• _Task requirements_: Whatever appears in the entries must be given again exactly.
BEGIN
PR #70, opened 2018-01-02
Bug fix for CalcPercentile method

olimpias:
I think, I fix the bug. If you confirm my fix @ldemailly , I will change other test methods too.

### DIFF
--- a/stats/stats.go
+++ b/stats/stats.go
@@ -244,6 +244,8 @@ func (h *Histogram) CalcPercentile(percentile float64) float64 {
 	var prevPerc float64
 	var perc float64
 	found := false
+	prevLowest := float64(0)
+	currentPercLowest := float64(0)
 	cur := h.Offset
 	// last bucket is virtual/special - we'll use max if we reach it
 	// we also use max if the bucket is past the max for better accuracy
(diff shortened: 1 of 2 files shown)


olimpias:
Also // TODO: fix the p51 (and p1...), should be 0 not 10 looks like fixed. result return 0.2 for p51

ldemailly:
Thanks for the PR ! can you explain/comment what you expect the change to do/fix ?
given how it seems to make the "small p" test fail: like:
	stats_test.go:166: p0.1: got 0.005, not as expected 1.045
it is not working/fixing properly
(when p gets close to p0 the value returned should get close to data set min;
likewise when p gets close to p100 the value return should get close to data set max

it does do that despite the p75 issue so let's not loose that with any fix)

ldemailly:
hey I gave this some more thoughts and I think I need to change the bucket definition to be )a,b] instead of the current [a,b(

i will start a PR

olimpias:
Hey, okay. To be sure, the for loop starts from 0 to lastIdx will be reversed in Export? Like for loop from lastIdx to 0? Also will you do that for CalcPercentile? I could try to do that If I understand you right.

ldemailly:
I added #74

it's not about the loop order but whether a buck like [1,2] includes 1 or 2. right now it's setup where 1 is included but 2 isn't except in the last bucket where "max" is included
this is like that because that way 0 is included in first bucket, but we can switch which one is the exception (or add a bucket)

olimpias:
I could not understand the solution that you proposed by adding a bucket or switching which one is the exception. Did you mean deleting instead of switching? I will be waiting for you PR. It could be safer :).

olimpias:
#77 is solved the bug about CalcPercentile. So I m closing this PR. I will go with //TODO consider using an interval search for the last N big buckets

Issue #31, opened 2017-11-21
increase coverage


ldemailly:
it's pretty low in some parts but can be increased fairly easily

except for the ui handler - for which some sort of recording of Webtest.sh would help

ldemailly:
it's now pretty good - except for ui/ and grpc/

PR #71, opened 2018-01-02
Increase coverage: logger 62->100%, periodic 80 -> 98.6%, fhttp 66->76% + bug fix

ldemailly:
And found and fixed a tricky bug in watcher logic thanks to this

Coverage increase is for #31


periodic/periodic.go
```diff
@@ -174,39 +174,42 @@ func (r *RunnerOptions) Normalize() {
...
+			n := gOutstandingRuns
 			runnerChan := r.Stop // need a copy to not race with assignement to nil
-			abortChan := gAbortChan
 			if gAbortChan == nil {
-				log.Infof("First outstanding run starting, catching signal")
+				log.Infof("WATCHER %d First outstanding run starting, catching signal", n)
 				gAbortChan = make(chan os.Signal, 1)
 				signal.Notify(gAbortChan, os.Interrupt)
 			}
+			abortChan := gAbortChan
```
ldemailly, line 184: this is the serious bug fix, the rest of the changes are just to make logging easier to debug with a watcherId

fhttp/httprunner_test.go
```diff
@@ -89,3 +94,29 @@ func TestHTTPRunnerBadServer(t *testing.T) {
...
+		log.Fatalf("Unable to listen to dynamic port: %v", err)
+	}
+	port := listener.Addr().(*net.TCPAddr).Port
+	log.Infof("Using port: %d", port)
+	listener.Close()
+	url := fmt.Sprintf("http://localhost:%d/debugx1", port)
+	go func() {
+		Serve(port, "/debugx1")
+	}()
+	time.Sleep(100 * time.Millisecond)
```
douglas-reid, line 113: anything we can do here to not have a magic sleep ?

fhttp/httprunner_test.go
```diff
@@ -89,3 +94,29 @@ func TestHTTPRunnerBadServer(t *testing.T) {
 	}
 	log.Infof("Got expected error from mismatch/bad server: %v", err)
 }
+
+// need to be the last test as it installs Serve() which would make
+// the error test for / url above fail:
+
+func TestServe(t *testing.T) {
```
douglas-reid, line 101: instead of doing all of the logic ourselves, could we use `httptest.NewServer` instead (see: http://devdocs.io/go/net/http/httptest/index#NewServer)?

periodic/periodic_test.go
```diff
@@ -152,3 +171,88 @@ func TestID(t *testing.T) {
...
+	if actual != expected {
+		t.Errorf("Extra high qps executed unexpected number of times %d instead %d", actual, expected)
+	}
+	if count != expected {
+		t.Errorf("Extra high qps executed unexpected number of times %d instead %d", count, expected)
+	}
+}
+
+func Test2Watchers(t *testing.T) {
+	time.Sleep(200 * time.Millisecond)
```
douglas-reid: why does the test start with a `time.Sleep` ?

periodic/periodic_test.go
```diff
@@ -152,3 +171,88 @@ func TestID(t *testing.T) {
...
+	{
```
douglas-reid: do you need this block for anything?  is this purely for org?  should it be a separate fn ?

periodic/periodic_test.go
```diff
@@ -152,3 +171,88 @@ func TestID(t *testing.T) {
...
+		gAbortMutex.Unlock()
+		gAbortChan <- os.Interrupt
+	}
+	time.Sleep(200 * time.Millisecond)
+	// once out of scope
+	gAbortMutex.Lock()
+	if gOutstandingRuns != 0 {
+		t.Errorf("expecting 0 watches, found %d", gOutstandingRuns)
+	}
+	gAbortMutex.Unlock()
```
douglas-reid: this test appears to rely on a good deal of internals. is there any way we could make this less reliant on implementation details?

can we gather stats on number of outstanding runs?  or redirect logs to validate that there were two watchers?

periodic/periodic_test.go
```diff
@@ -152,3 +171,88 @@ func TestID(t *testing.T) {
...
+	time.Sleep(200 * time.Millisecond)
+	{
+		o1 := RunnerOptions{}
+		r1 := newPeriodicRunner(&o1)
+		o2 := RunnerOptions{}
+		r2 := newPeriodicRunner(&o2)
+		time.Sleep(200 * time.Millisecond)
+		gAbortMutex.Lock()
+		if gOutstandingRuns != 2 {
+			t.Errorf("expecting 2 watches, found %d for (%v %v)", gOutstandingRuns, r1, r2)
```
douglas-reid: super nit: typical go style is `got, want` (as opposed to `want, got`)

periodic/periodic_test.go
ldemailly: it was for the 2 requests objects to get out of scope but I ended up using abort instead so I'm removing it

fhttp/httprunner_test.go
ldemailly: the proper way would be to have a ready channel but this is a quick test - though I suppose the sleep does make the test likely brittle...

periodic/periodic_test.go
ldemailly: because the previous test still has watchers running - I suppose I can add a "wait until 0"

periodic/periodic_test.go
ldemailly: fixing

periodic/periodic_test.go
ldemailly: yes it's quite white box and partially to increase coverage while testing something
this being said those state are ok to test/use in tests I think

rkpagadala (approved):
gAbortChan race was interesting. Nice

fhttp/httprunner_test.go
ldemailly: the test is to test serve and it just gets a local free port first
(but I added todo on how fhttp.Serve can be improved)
END
• _Result_:
PR #70, opened 2018-01-02
Bug fix for CalcPercentile method

olimpias:
I think, I fix the bug. If you confirm my fix @ldemailly , I will change other test methods too.

### DIFF
--- a/stats/stats.go
+++ b/stats/stats.go
@@ -244,6 +244,8 @@ func (h *Histogram) CalcPercentile(percentile float64) float64 {
 	var prevPerc float64
 	var perc float64
 	found := false
+	prevLowest := float64(0)
+	currentPercLowest := float64(0)
 	cur := h.Offset
 	// last bucket is virtual/special - we'll use max if we reach it
 	// we also use max if the bucket is past the max for better accuracy
(diff shortened: 1 of 2 files shown)


olimpias:
Also // TODO: fix the p51 (and p1...), should be 0 not 10 looks like fixed. result return 0.2 for p51

ldemailly:
Thanks for the PR ! can you explain/comment what you expect the change to do/fix ?
given how it seems to make the "small p" test fail: like:
	stats_test.go:166: p0.1: got 0.005, not as expected 1.045
it is not working/fixing properly
(when p gets close to p0 the value returned should get close to data set min;
likewise when p gets close to p100 the value return should get close to data set max

it does do that despite the p75 issue so let's not loose that with any fix)

ldemailly:
hey I gave this some more thoughts and I think I need to change the bucket definition to be )a,b] instead of the current [a,b(

i will start a PR

olimpias:
Hey, okay. To be sure, the for loop starts from 0 to lastIdx will be reversed in Export? Like for loop from lastIdx to 0? Also will you do that for CalcPercentile? I could try to do that If I understand you right.

ldemailly:
I added #74

it's not about the loop order but whether a buck like [1,2] includes 1 or 2. right now it's setup where 1 is included but 2 isn't except in the last bucket where "max" is included
this is like that because that way 0 is included in first bucket, but we can switch which one is the exception (or add a bucket)

olimpias:
I could not understand the solution that you proposed by adding a bucket or switching which one is the exception. Did you mean deleting instead of switching? I will be waiting for you PR. It could be safer :).

olimpias:
#77 is solved the bug about CalcPercentile. So I m closing this PR. I will go with //TODO consider using an interval search for the last N big buckets

Issue #31, opened 2017-11-21
increase coverage


ldemailly:
it's pretty low in some parts but can be increased fairly easily

except for the ui handler - for which some sort of recording of Webtest.sh would help

ldemailly:
it's now pretty good - except for ui/ and grpc/

PR #71, opened 2018-01-02
Increase coverage: logger 62->100%, periodic 80 -> 98.6%, fhttp 66->76% + bug fix

ldemailly:
And found and fixed a tricky bug in watcher logic thanks to this

Coverage increase is for #31


periodic/periodic.go
```diff
@@ -174,39 +174,42 @@ func (r *RunnerOptions) Normalize() {
...
+			n := gOutstandingRuns
 			runnerChan := r.Stop // need a copy to not race with assignement to nil
-			abortChan := gAbortChan
 			if gAbortChan == nil {
-				log.Infof("First outstanding run starting, catching signal")
+				log.Infof("WATCHER %d First outstanding run starting, catching signal", n)
 				gAbortChan = make(chan os.Signal, 1)
 				signal.Notify(gAbortChan, os.Interrupt)
 			}
+			abortChan := gAbortChan
```
ldemailly, line 184: this is the serious bug fix, the rest of the changes are just to make logging easier to debug with a watcherId

fhttp/httprunner_test.go
```diff
@@ -89,3 +94,29 @@ func TestHTTPRunnerBadServer(t *testing.T) {
...
+		log.Fatalf("Unable to listen to dynamic port: %v", err)
+	}
+	port := listener.Addr().(*net.TCPAddr).Port
+	log.Infof("Using port: %d", port)
+	listener.Close()
+	url := fmt.Sprintf("http://localhost:%d/debugx1", port)
+	go func() {
+		Serve(port, "/debugx1")
+	}()
+	time.Sleep(100 * time.Millisecond)
```
douglas-reid, line 113: anything we can do here to not have a magic sleep ?

fhttp/httprunner_test.go
```diff
@@ -89,3 +94,29 @@ func TestHTTPRunnerBadServer(t *testing.T) {
 	}
 	log.Infof("Got expected error from mismatch/bad server: %v", err)
 }
+
+// need to be the last test as it installs Serve() which would make
+// the error test for / url above fail:
+
+func TestServe(t *testing.T) {
```
douglas-reid, line 101: instead of doing all of the logic ourselves, could we use `httptest.NewServer` instead (see: http://devdocs.io/go/net/http/httptest/index#NewServer)?

periodic/periodic_test.go
```diff
@@ -152,3 +171,88 @@ func TestID(t *testing.T) {
...
+	if actual != expected {
+		t.Errorf("Extra high qps executed unexpected number of times %d instead %d", actual, expected)
+	}
+	if count != expected {
+		t.Errorf("Extra high qps executed unexpected number of times %d instead %d", count, expected)
+	}
+}
+
+func Test2Watchers(t *testing.T) {
+	time.Sleep(200 * time.Millisecond)
```
douglas-reid: why does the test start with a `time.Sleep` ?

periodic/periodic_test.go
```diff
@@ -152,3 +171,88 @@ func TestID(t *testing.T) {
...
+	{
```
douglas-reid: do you need this block for anything?  is this purely for org?  should it be a separate fn ?

periodic/periodic_test.go
```diff
@@ -152,3 +171,88 @@ func TestID(t *testing.T) {
...
+		gAbortMutex.Unlock()
+		gAbortChan <- os.Interrupt
+	}
+	time.Sleep(200 * time.Millisecond)
+	// once out of scope
+	gAbortMutex.Lock()
+	if gOutstandingRuns != 0 {
+		t.Errorf("expecting 0 watches, found %d", gOutstandingRuns)
+	}
+	gAbortMutex.Unlock()
```
douglas-reid: this test appears to rely on a good deal of internals. is there any way we could make this less reliant on implementation details?

can we gather stats on number of outstanding runs?  or redirect logs to validate that there were two watchers?

periodic/periodic_test.go
```diff
@@ -152,3 +171,88 @@ func TestID(t *testing.T) {
...
+	time.Sleep(200 * time.Millisecond)
+	{
+		o1 := RunnerOptions{}
+		r1 := newPeriodicRunner(&o1)
+		o2 := RunnerOptions{}
+		r2 := newPeriodicRunner(&o2)
+		time.Sleep(200 * time.Millisecond)
+		gAbortMutex.Lock()
+		if gOutstandingRuns != 2 {
+			t.Errorf("expecting 2 watches, found %d for (%v %v)", gOutstandingRuns, r1, r2)
```
douglas-reid: super nit: typical go style is `got, want` (as opposed to `want, got`)

periodic/periodic_test.go
ldemailly: it was for the 2 requests objects to get out of scope but I ended up using abort instead so I'm removing it

fhttp/httprunner_test.go
ldemailly: the proper way would be to have a ready channel but this is a quick test - though I suppose the sleep does make the test likely brittle...

periodic/periodic_test.go
ldemailly: because the previous test still has watchers running - I suppose I can add a "wait until 0"

periodic/periodic_test.go
ldemailly: fixing

periodic/periodic_test.go
ldemailly: yes it's quite white box and partially to increase coverage while testing something
this being said those state are ok to test/use in tests I think

rkpagadala (approved):
gAbortChan race was interesting. Nice

fhttp/httprunner_test.go
ldemailly: the test is to test serve and it just gets a local free port first
(but I added todo on how fhttp.Serve can be improved)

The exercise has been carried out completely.